In [1]: from random import getrandbits
        nums = [not random.getrandbits(1) for i in range(0,100000)]

Out[2]: [False,True,...,False]

Answer 4

Here's a solution using numpy + iterators:

I'm not sure what your speed is, but this execution takes 6 +/- 0.5 seconds.

import numpy as np

np.random.seed(11)
n=0
total=0
while n<10**9:
    # 10**5 seems to be the golden number here
    n_vals = np.random.randint(0,2, 10**5)
    n+=10**5

    # The prevalence of zeros shouldn't be diff than that of ones
    n_zeros =  len(n_vals) - np.sum(n_vals)
    # square the value of money
    total += n_zeros*2

print(total/n)
# 1.000063652

Answer 5

As already commented this will be somewhat slow in pure Python no matter what.

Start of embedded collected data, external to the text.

PR #2687, opened 2021-04-14
ISSUE-2640: BP-43: Fix test cases using gradle build

sursingh:
### Motivation
Migrate bookkeeper build to gradle. Some test cases were failing while running test with gradle

### Changes
* Fix dependencies
* jassTmpDir was created under `target` folder. This fails while running tests using gradle. Instead we should use `createTempDirectory` to create temp folder

Master Issue: #2640


sursingh:
rerun failure checks

PR #2689, opened 2021-04-14
ISSUE-2640: BP-43: Fix test cases that fail when running with gradle

sursingh:
### Motivation

Migrate bookkeeper build to gradle. Some test cases were failing while running test with gradle

### Changes

* Fix dependencies to exclude some transitive dependencies.
* jassTmpDir was created under target folder. This fails while running tests using gradle. Instead we should use createTempDirectory to create temp folder


hsaputra (approved):
LGTM +1

merlimat (approved):

PR #2708, opened 2021-05-07
BookKeeper-Client config to write ledger metadata with configured version

rdhabalia:
### Motivation

We need a way to use old bookie which doesn't support metadata-version-3 and upgrade bookkeeper-client with latest version. Right now, bk-4.12 writes ledger metadata with version-3 which will not be supported by bookie and replicator and replicator fails with below error
```
2021-05-07.00:43:53.115 [main-EventThread] ERROR
                o.a.b.meta.AbstractZkLedgerManager   - Could not parse ledger metadata for ledger: 123456
java.io.IOException: Metadata version not compatible. Expected between 0 and 2, but got 3
        at org.apache.bookkeeper.client.LedgerMetadata.parseConfig(LedgerMetadata.java:465)
        at org.apache.bookkeeper.meta.AbstractZkLedgerManager$3.processResult(AbstractZkLedgerManager.java:414)
        at org.apache.bookkeeper.zookeeper.ZooKeeperClient$19$1.processResult(ZooKeeperClient.java:994)
        at org.apache.zookeeper.ClientCnxn$EventThread.processEvent(ClientCnxn.java:572)
        at org.apache.zookeeper.ClientCnxn$EventThread.run(ClientCnxn.java:508)

```
So, until one upgrades the bookie version, allow bk-client to use the appropriate metadata version.

### DIFF
--- a/bookkeeper-server/src/main/java/org/apache/bookkeeper/client/LedgerMetadataBuilder.java
+++ b/bookkeeper-server/src/main/java/org/apache/bookkeeper/client/LedgerMetadataBuilder.java
@@ -20,6 +20,7 @@ package org.apache.bookkeeper.client;
 import static com.google.common.base.Preconditions.checkArgument;
 import static com.google.common.base.Preconditions.checkState;
 import static org.apache.bookkeeper.meta.LedgerMetadataSerDe.CURRENT_METADATA_FORMAT_VERSION;
+import static org.apache.bookkeeper.meta.LedgerMetadataSerDe.METADATA_FORMAT_VERSION_1;
 
 import com.google.common.annotations.VisibleForTesting;
 import com.google.common.collect.ImmutableMap;
@@ -108,6 +109,9 @@ public class LedgerMetadataBuilder {
     }
 
     public LedgerMetadataBuilder withMetadataFormatVersion(int version) {
+        if (version < METADATA_FORMAT_VERSION_1 || version > CURRENT_METADATA_FORMAT_VERSION) {
+            return this;
+        }
         this.metadataFormatVersion = version;
         return this;
     }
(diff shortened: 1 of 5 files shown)


bookkeeper-server/src/main/java/org/apache/bookkeeper/conf/AbstractConfiguration.java
```diff
@@ -440,6 +441,25 @@ public String getLedgerManagerFactoryClassName() {
         return getString(LEDGER_MANAGER_FACTORY_CLASS);
     }
 
+    /**
+     * Set Ledger metadata format version.
+     *
+     * @param metadataFormatVersion
+     *          Ledger metadata format version. pass -1 to use default version
+     */
+    public void SetLedgerMetadataFormatVersion(int metadataFormatVersion) {
```
merlimat, line 450:
```suggestion
    public void setLedgerMetadataFormatVersion(int metadataFormatVersion) {
```

bookkeeper-server/src/main/java/org/apache/bookkeeper/client/LedgerMetadataBuilder.java
```diff
@@ -108,6 +109,9 @@ public LedgerMetadataBuilder withId(long ledgerId) {
     }
 
     public LedgerMetadataBuilder withMetadataFormatVersion(int version) {
+		if (version < METADATA_FORMAT_VERSION_1 && version > CURRENT_METADATA_FORMAT_VERSION) {
```
merlimat, line 112: indenting seems to be in tab and not spaces (also above)

merlimat (approved):

sijie (approved):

But the plain random.random() (which random.randint() is built on top of, albeit with surprising complexity) already returns a floating point value between 0.0 and 1.0 (or, more precisely, in the range [0.0, 1.0)), so if you want a random binary value with a reasonably stable distribution you can do something like

from random import random # Avoiding the module attribute access on each loop will save some time
...
if random() < 0.5:
    # do one thing
else:
    # do the other

I think even for 1e9 loops this will be acceptable. Otherwise you might try Cython.